Libreville, le 3 mars février 2025 – ( Dépêches 241 ). L’exercice du pouvoir ne se fait apparemment jamais sans y laisser des plumes. C’est ce que nous a appris le Conseil des Ministres du 13 février dernier, au cours duquel il a été décidé de retirer le nom de l’ex Président de la République Ali Bongo Ondimba de l’aéroport de Port-Gentil, pour le rebaptiser « aéroport international Joseph Rendjambé Issani, en souvenir de son combat politique contre le régime de feu Président Omar Bongo. Une décision qui passe mal auprès de l’opinion et surtout chez les fidèles de l’ancien Président qui y voient une tentative d’effacer toutes traces du passage du fils d’Omar Bongo Ondimba à la tête du Gabon.
Le 13 février dernier, alors que la population gabonaise espérait des décisions réelles qui devaient impacter son difficile quotidien, le Conseil des Ministres y répondra ni plus ni moins par un décret aux relents populistes , actant une nouvelle dénomination de l’aéroport international de Port-Gentil, renvoyant ainsi aux calendes grecques la satisfaction des besoins essentiels des gabonais. Cependant, si cette décision semble satisfaire la notabilité de l’Ogooué-Maritime, parce que c’était son souhait lors de l’inauguration de cet édifice, elle est aussi révélatrice d’une évidence qui se fait persistante depuis près de deux ans: il y aurait une pernicieuse tentative de réécriture de l’histoire du Gabon par les militaires au pouvoir.
Et celui qui semble visiblement en ligne de mire n’est autre que le Président déchu Ali Bongo Ondimba. Comme un sort qui s’acharne à ne jamais le laisser tranquille, après l’arrestation et l’incarcération de sa femme Sylvia Bongo, de son fils Nourredine Bongo Valentin et son éviction illégale à la Présidence du Parti Démocratique Gabonais ( PDG ), c’est désormais son passage à la tête du pays que le pouvoir en place tenterait grossièrement d’effacer. Tout se passe comme si à lui tout seul, il serait le symbole de tous les malheurs du pays, et pour cela, il devrait impérativement sortir de l’histoire du Gabon.
Une décision clivante ?
Alors que les choses s’érodent de jour en jour en raison de la gestion opaque des militaires, depuis cette annonce, la classe politique gabonaise est plus que jamais divisée: entre ceux qui soutiennent la décision de manière hypocrite pour flatter l’ego du Général-Président et ceux qui estiment que malgré tous les griefs que l’on peut faire à l’ancien dirigeant, cela ne devrait justifier la modification subjective de l’histoire commune du Gabon. Car, beaucoup, il est du devoir de l’État de préserver la mémoire commune d’un pays, avec l’ensemble de ce qui constitue ses progrès mais également ses tares.

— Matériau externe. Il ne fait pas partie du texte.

PR #880, opened 2025-04-16
add support to ignore ansi sequences when formatting usage display. Fixes #879

### LINKED ISSUE #879: ANSI styling sequences within the `valueHelp` parameter of addOption() causes incorrect usage display
If you include ANSI styling sequences in `valueHelp` parameters of addOption() is causes the usage display to display incorrect formatting because it is including the hidden ANSI escape sequences in the string length calculations.

Example

Image

The correct display would be:

Image

timmaffett:
This PR adds logic to exclude hidden ANSI escape sequences when formatting the Usage display.
The ANSI escape sequences are excluded when calculating the lengths of help strings used in the Usage display by using a string extension `lengthWithoutAnsi` which removes any hidden ANSI escape sequences present before calculating the string length.

It includes tests of the `lengthWithoutAnsi` getter to ensure that it returns correct length values when no ANSI escape sequences are present as well as when a variety of ANSI escape sequences are present.

(The regex that i am using here is well exercised, as it is the same reg ex that I use within VS Code when parsing and formatting ANSI sequences within the debug console)

---

- [X ] I’ve reviewed the contributor guide and applied the relevant portions to this PR.

### DIFF
--- a/pkgs/args/lib/src/utils.dart
+++ b/pkgs/args/lib/src/utils.dart
@@ -3,9 +3,38 @@
 // BSD-style license that can be found in the LICENSE file.
 import 'dart:math' as math;
 
+
+/// A utility class for finding and stripping ANSI codes from strings.
+class _AnsiUtils {
+  static final String ansiCodePattern = [
+      '[\\u001B\\u009B][[\\]()#;?]*(?:(?:(?:[a-zA-Z\\d]*(?:;[-a-zA-Z\\d\\/#&.:=?%@~_]*)*)?\\u0007)',
+      '(?:(?:\\d{1,4}(?:;\\d{0,4})*)?[\\dA-PR-TZcf-ntqry=><~]))'
+    ].join('|');
+
+  static final RegExp ansiRegex = RegExp(ansiCodePattern);
+
+  static String stripAnsi(String source) {
+    return source.replaceAll(ansiRegex, '');
+  }
+
+  static bool hasAnsi(String source) {
+    return ansiRegex.hasMatch(source);
+  }
+}
+
+/// A utility extension on [String] to provide ANSI code stripping and length
+/// calculation without ANSI codes.
+extension StringUtils on String {
+  /// Returns the length of the string without ANSI codes.
+  int get lengthWithoutAnsi {
+    if (!_AnsiUtils.hasAnsi(this)) return length;
+    return _AnsiUtils.stripAnsi(this).length;
+  }
+}
+
 /// Pads [source] to [length] by adding spaces at the end.
 String padRight(String source, int length) =>
-    source + ' ' * (length - source.length);
+    source + ' ' * (length - source.lengthWithoutAnsi);
 
 /// Wraps a block of text into lines no longer than [length].
 ///
--- a/pkgs/args/test/utils_test.dart
+++ b/pkgs/args/test/utils_test.dart
@@ -16,6 +16,12 @@ final _indentedLongLineWithNewlines =
 const _shortLine = 'Short line.';
 const _indentedLongLine = '    This is an indented long line that needs to be '
     'wrapped and indentation preserved.';
+const _ansiReset = 'This is normal text. \x1B[0m<- Reset point.';
+const _ansiBoldTextSpecificReset = 'This is normal, \x1B[1mthis is bold\x1B[22m, and this uses specific reset.';
+const _ansiMixedStyles = 'Normal, \x1B[31mRed\x1B[0m, \x1B[1mBold\x1B[0m, \x1B[4mUnderline\x1B[0m, \x1B[1;34mBold Blue\x1B[0m, Normal again.';
+const _ansiLongSequence = 'Start \x1B[1;3;4;5;7;9;31;42;38;5;196;48;5;226m Beaucoup formatting! \x1B[0m End';
+const _ansiCombined256 = '\x1B[1;38;5;27;48;5;220mBold Bright Blue FG (27) on Gold BG (220)\x1B[0m';
+const _ansiCombinedTrueColor = '\x1B[4;48;2;50;50;50;38;2;150;250;150mUnderlined Light Green FG on Dark Grey BG\x1B[0m';
 
 void main() {
   group('padding', () {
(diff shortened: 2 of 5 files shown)


munificent:
Sorry, but I definitely don't have time right now to maintain args. :(

pkgs/args/lib/src/utils.dart
```diff
@@ -3,9 +3,38 @@
...
+}
+
+/// A utility extension on [String] to provide ANSI code stripping and length
+/// calculation without ANSI codes.
+extension StringUtils on String {
+  /// Returns the length of the string without ANSI codes.
+  int get lengthWithoutAnsi {
+    if (!_AnsiUtils.hasAnsi(this)) return length;
+    return _AnsiUtils.stripAnsi(this).length;
+  }
```
lrhn, line 32: This is more expensive than it needs to be.
You know the length of the total string, and you have the matches for every Ansi escape sequence, so you could just subtract the lengths of that, without needing to actually create a new string.
```dart
  int get lengthWithoutAnsi {
    var length = this.length;
    for (var escape in _AnsiUtils.ansiRE.allMatches(this)) {
      length -= escape.end - escape.start;
    }
    return length;
  }
```
(If we are a little lucky, the RegExp match won't eagerly allocate a match string if we don't ask for it.)

pkgs/args/lib/src/utils.dart
```diff
@@ -3,9 +3,38 @@
 // BSD-style license that can be found in the LICENSE file.
 import 'dart:math' as math;
 
+
+/// A utility class for finding and stripping ANSI codes from strings.
+class _AnsiUtils {
+  static final String ansiCodePattern = [
+      '[\\u001B\\u009B][[\\]()#;?]*(?:(?:(?:[a-zA-Z\\d]*(?:;[-a-zA-Z\\d\\/#&.:=?%@~_]*)*)?\\u0007)',
+      '(?:(?:\\d{1,4}(?:;\\d{0,4})*)?[\\dA-PR-TZcf-ntqry=><~]))'
+    ].join('|');
```
lrhn, line 12: Use raw strings for RegExp patterns. No need to use lists and `join`, just have adjacent strings:
```dart
  static const String ansiCodePattern = 
     r'[\x1b\x9b][[\]()#;?]*'
     r'(?:'  //
     r'(?:'  // -
     r'(?:[a-zA-Z\d]*' //--
     r'(?:;[\-a-zA-Z\d/#&.:=?%@~_]*)*'
     r')?\x07' // -
     r'|'
     r'(?:' // --
     r'(?:\d{1,4}(?:;\d{0,4})*[\dA-PR-TZcf-ntqry=><~]'
     r')' //-
     r')'; //
```

pkgs/args/lib/src/utils.dart
```diff
@@ -3,9 +3,38 @@
 // BSD-style license that can be found in the LICENSE file.
 import 'dart:math' as math;
 
+
+/// A utility class for finding and stripping ANSI codes from strings.
+class _AnsiUtils {
+  static final String ansiCodePattern = [
```
lrhn, line 9: It would be very nice to have a textual description of what the pattern is supposed to match.
It's hard enough to debug RegExps even if you have a specification of what they're intended to do.
Without that, it's impossible to tell whether it's right or wrong.

Is this a correct description:
* One of U+001b or U+009b
* Followed by any number of the characters: `[`, `]`, `(`, `)`, `#`, `;`, `?`
* Followed by either:
    * zero or more letters or digits
    * followed by any number of repeats of:
        * `;`
        * followed by any number of digits, letters, or characters from `-/#^.:=?%@~_`
* or:
    *  1-4 digits
    * followed by any number of repeats of:
        *  `;`
        * followed by 0-4 digits
    * followed by on digit, letter other than QUVWXY or abdeopsuvwxz, or one of `=><~`.

I don't know what the official specification of this is.
I'd be tempted to just go with what Wikpedia says is a simple control sequence introduction:

`r'\x1b[0-?]*[ -/]*[@-~]'`

Using U+009B as well is dangerous. It means something else in both UTF-8 and Windows-1252 code pages.

pkgs/args/lib/src/utils.dart
```diff
@@ -3,9 +3,38 @@
...
+  int get lengthWithoutAnsi {
+    if (!_AnsiUtils.hasAnsi(this)) return length;
+    return _AnsiUtils.stripAnsi(this).length;
+  }
+}
+
 /// Pads [source] to [length] by adding spaces at the end.
 String padRight(String source, int length) =>
-    source + ' ' * (length - source.length);
+    source + ' ' * (length - source.lengthWithoutAnsi);
```
lrhn, line 37: Use `padRight`: `source.padRight(length - source.lengthWithoutAnsi)`.

That should avoid doing an extra allocation of just the spaces .

pkgs/args/test/utils_test.dart
```diff
@@ -16,6 +16,12 @@ final _indentedLongLineWithNewlines =
 const _shortLine = 'Short line.';
 const _indentedLongLine = '    This is an indented long line that needs to be '
     'wrapped and indentation preserved.';
+const _ansiReset = 'This is normal text. \x1B[0m<- Reset point.';
+const _ansiBoldTextSpecificReset = 'This is normal, \x1B[1mthis is bold\x1B[22m, and this uses specific reset.';
+const _ansiMixedStyles = 'Normal, \x1B[31mRed\x1B[0m, \x1B[1mBold\x1B[0m, \x1B[4mUnderline\x1B[0m, \x1B[1;34mBold Blue\x1B[0m, Normal again.';
+const _ansiLongSequence = 'Start \x1B[1;3;4;5;7;9;31;42;38;5;196;48;5;226m Beaucoup formatting! \x1B[0m End';
+const _ansiCombined256 = '\x1B[1;38;5;27;48;5;220mBold Bright Blue FG (27) on Gold BG (220)\x1B[0m';
+const _ansiCombinedTrueColor = '\x1B[4;48;2;50;50;50;38;2;150;250;150mUnderlined Light Green FG on Dark Grey BG\x1B[0m';
```
lrhn, line 24: These are all of the form `\x1b\[[\d;]*m`. That doesn't cover most of the complexity of the RegExp.

If this is all the functionality needs to do, the RegExp shouldn't be as complicated. (It probably shouldn't, even if recognizing more escapes than just the color ones.)

pkgs/args/lib/src/utils.dart
timmaffett: I now use a much simpler regular expression that just matches all possible ANSI escape codes, WITHOUT validating the escape codes.   I have also provided an explanation of the much simpler regex.

```
/// Matches the Control Sequence Introducer (CSI) ANSI escape sequences.
///
/// Anatomy:
/// \x1b     : The literal ESC character (ASCII 27).
/// \[       : The literal '[' character (together with ESC, this forms the CSI).
/// [0-9;?]* : Zero or more parameter bytes:
///             - 0-9 : Numeric parameters (e.g., color codes).
///             - ;   : Parameter separators.
///             - ?   : Private mode indicators (e.g., cursor toggles).
/// [a-zA-Z] : The 'Final Byte' that determines the command (e.g., 'm' for color).
static final RegExp _ansiRegex = RegExp(r'\x1b\[[0-9;?]*[a-zA-Z]');
```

À ce titre, l’ancienne Directrice Générale de la Caisse Nationale de Sécurité Sociale (CNSS), Nicole Assélé, a dernièrement convoqué une conférence de presse, pour marquer son indignation face à ce qu’elle considère comme une dérive des autorités militaires qui tentent, de manière assumée, de contorsionner l’histoire du pays. Aussi s’est-elle interrogée: « Ali Bongo Ondimba n’a-t-il fait que du mal aux Gabonais ? ». À cette interrogation, on ne saurait répondre par l’affirmative, les tenants du pouvoir actuel ayant grassement bénéficié de nombreux avantages durant les quatorze années de magistère d’Ali Bongo. Il serait ainsi, selon elle, inconcevable de le considérer comme le seul coupable de la situation actuelle du pays, dès lors qu’il n’a pas dirigé tout seul .
Au regard de ce qui précède, il serait nécessaire que le CTRI et son Chef se reprennent. Car, au lieu de l’unité nationale dont ils doivent se faire le devoir de maintenir et de consolider, certaines de leurs décisions produisent un effet inverse, qui tend trop souvent à polariser les positions. Le Gabon est un héritage commun. Il faut donc travailler à ce que la politique, au sens de la praxis comme le souligne le philosophe grec Aristote, soit un objet d’agrandissement inexorable de l’unité nationale, du vivre ensemble, de la paix sociale et de la promotion de la grandeur du pays à l’international.